Despite considerable air pollution prevention and control measures that have been put into practice in recent years, outdoor air pollution remains one of the most important risk factors for health outcomes. To identify the potential research gaps, we conducted a scoping review focused on health outcomes affected by outdoor air pollution across the broad research area. Of the 5759 potentially relevant studies, 799 were included in the final analysis. The included studies showed an increasing publication trend from 1992 to 2008, and most of the studies were conducted in Asia, Europe, and North America. Among the eight categorized health outcomes, asthma (category: respiratory diseases) and mortality (category: health records) were the most common ones.

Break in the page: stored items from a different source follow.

PR #360, opened 2023-09-26
FAIR-120 (Error is displayed while switching from upload file to craf…

sjose012:
…t details)

**Definition of Done**

### DIFF
--- a/src/app/garfile/submit/success/index.njk
+++ b/src/app/garfile/submit/success/index.njk
@@ -13,7 +13,6 @@
 {% block beforeContent %}
 
   {% include "phase.njk" %}
-  {% include "common/templates/includes/back.njk" %}
 
 {% endblock %}
 
--- a/src/app/garfile/supportingdocuments/get.controller.js
+++ b/src/app/garfile/supportingdocuments/get.controller.js
@@ -22,6 +22,7 @@ module.exports = (req, res) => {
       switch (req.query.query) {
         case 'e': // Error returned
           error = [req.session.errMsg];
+          delete req.session.errMsg;
           break;
         case 'v': // Virus detected
           error = [{ message: 'File cannot be uploaded. The file has a virus' }];


src/app/garfile/submit/success/index.njk
```diff
@@ -13,7 +13,6 @@
 {% block beforeContent %}
 
   {% include "phase.njk" %}
-  {% include "common/templates/includes/back.njk" %}
```
ame-test, line 16: Question: Should it be done also for the `app/garfile/submit/failure/index.njk`?
- That currently sets the gar's status to Submitted.
- Therefore, with the back button would send the user to the review page of a "Submitted" (but failed) gar.

src/app/garfile/supportingdocuments/get.controller.js
```diff
@@ -22,6 +22,7 @@ module.exports = (req, res) => {
       switch (req.query.query) {
         case 'e': // Error returned
           error = [req.session.errMsg];
+          delete req.session.errMsg;
```
ame-test, line 25: Question: What issue was caused by this change and how does it fix this?
- This question is out of curiosity.
- I presume that by deleting the property, it does not display the supporting document's `req.session.errMsg` message else where e.g. another form like custom section or responsible people.
- However, I wanted to check so I could understand it better.

ame-test (approved):
The change is small and does not seem to have any bugs, so I am happy for it to be merged.
- I have 2 questions, but the change itself is not flawed.

src/app/garfile/submit/success/index.njk
sjose012: Not sure, what will be the state of the in case of a failure, if it is NOT in the Submitted state, user need an option to go back to the previous page to review and correct the error.

src/app/garfile/supportingdocuments/get.controller.js
sjose012: In one of the scenarios while trying to upload a file to the an already submitted GAR, the error message displayed stays if click on "Aircraft" tab. I think that is because the error message stays in the session. As it is cleared in other parts of the code, I thought of clearing it not to display the error message if moved to other pages.

src/app/garfile/submit/success/index.njk
ame-test: Ok, that is fine.
I thought that when the application submitted a GAR to CBP but failed, it still changed the GAR's status to a Submitted state.
* However, if I am incorrect, then the above is the correct behaviour.

PR #373, opened 2023-10-12
fair-136 - remove departure confirmation screens

ho-henry-senior:
removed amg/departure, amg/departurestatus, removed code that linked to those pages, removed from router


anushasivakumar (commented):
Hi Henry, This looks good to me. This file - src/common/models/Manifest.class.js seems to have some reference to amgDepartureResponseCode. Is this relevant to the changes you have reverted? Thanks!!

ho-henry-senior:
> Hi Henry, This looks good to me. This file - src/common/models/Manifest.class.js seems to have some reference to amgDepartureResponseCode. Is this relevant to the changes you have reverted? Thanks!!

I think this should remain until/unless we remove that field from the data-access.
I think maybe we are best off doing that in a separate pass. Will be removing schema, json serialisation etc
@ame-test - does that sound right? for as long as those fields are present in the json returned by api, the code Anusah it talking about should remain?

ame-test:
> > Hi Henry, This looks good to me. This file - src/common/models/Manifest.class.js seems to have some reference to amgDepartureResponseCode. Is this relevant to the changes you have reverted? Thanks!!
> 
> I think this should remain until/unless we remove that field from the data-access. I think maybe we are best off doing that in a separate pass. Will be removing schema, json serialisation etc @ame-test - does that sound right? for as long as those fields are present in the json returned by api, the code Anusha is talking about should remain?

Yep, it should remain. 
* The `/gar/<string:gar_id>/people` will return thsoe properties are they specificied in the serialisers.
* If one removes them, it should cause an error.
* It should removed when the serialisers are removed.

anushasivakumar (approved):
Thanks both!!

PR #379, opened 2023-10-16
Feature/fair-98 ClamAV config changes

gervy-mbuyi-ho:
We are now using a separate deployment running ClamAV hence the removal of the 2 containers within pod.


ame-test (approved):
Looks good to me.

PR #389, opened 2023-11-02
Feature/master feature node 18

ame-test:

- node 18 upgrade.
- remove the unnecessary grunt file.
- upgrade dependencies.
- Got rid of alter constraint, does nto make sense.

**Definition of Done**


src/package.json
```diff
@@ -4,7 +4,7 @@
   "description": "Electronic Gar Site",
   "main": "index.js",
   "scripts": {
-    "dev": "./node_modules/nodemon/bin/nodemon.js start.js",
```
ho-henry-senior, line 7: have you tested if this works when running in a container? 
I can't remember why, but I think the full path was necessary

ame-test: In terms of this one, I think it si fine with and without the local node_modules:
I have tested both, and they both run.
node_modules would be installed locally.
src folder is not copied, but specific folders, so the local node_modules should not be added into the built imge.

ho-henry-senior (approved):

PR #406, opened 2023-12-11
Feature/fair 311 global refactor, handle 1z at the top rather than the bottom

ame-test:

Pull request does the orders `1Z` to the top of the table for all times the garpeople are gotten for a user.
* Thsi is because if a person wanted to edit a do not board person, they can edit them at teh top rather than have to scroll down to find them.
* It only triggers when the checkin message is `1Z`.
* It is on the frontend and not the backend, since this respects the data-access-api design of being only data and no business logic. I can see how it is disagree to this, especially since it causes a disconnected between what the data-access-api returns on a route and what the frontend end does. If one wants to ignore this rule I understand.

I did consider adding scrolling since it may be a better experience on mobile. There are [accessibility concerns](https://developer.mozilla.org/en-US/docs/Web/CSS/overflow#accessibility_concerns) though, which may be addressable.

**Definition of Done**


ame-test:
Screenshot 2023-12-11 at 17 41 29
Screenshot 2023-12-11 at 17 41 47
Screenshot 2023-12-11 at 17 41 51
Screenshot 2023-12-11 at 17 42 00
Screenshot 2023-12-11 at 17 42 06

ho-henry-senior (approved):

PR #417, opened 2023-12-19
removed first eventbrite event from homepage

ho-henry-senior:
removes first eventbrite event from homepage


anushasivakumar (approved):
Looks good, thanks

PR #421, opened 2024-01-03
Feature/fair 323 dropdown

ame-test:
Mistake from FAIR 323, adds dropdown for help and guidance page pre user signed in.
- Helps with mobile.
- change is here `src/common/templates/includes/header-pre-user.njk`.

Screenshot 2024-01-03 at 11 17 08
Screenshot 2024-01-03 at 11 17 11


sjose012 (approved):
Looks good

PR #434, opened 2024-01-23
Feature/fair 387 - fixes navigation tests by adding in a check for bad/server error requests

ame-test:
Fixes bug found in by e2e tests (merge request for that change), where :
* if you fetch a gar that does not exist, it is suppose to redirect the user to the dashboard.
* However, currently, it does not.
* Hence, if the gar id is not found, it leads to a filter method being called on it, which causes a TypeError.

The reason this occurs is that the UPT code added in the api functions causes an error if the body.items is undefined.
* Add logging for all endpoints regarding  a 400 bad request or other.
* That means that if we do receive a bad request, we will get an error with a greater depth.

**Definition of Done**

### DIFF
--- a/src/common/services/garApi.js
+++ b/src/common/services/garApi.js
@@ -4,6 +4,16 @@ const endpoints = require('../config/endpoints');
 const autocompleteUtil = require('../utils/autocomplete');
 const travelPermissionCodes = require('../utils/travel_permission_codes.json');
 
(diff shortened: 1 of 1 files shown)


ame-test:
What is on the screen:
Screenshot 2024-01-23 at 10 39 50
Error:
Screenshot 2024-01-23 at 10 40 02

sjose012 (approved):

Adverse health outcomes involving respiratory diseases among children accounted for the largest group. Out of the total included studies, 95.2% reported at least one statistically positive result, and only 0.4% showed ambiguous results. Based on our study, we suggest that the time frame of the included studies, their disease definitions, and the measurement of personal exposure to outdoor air pollution should be taken into consideration in any future research. The main limitation of this study is its potential language bias, since only English publications were included. In conclusion, this scoping review provides researchers and policy decision makers with evidence taken from multiple disciplines to show the increasing prevalence of outdoor air pollution and its adverse effects on health outcomes.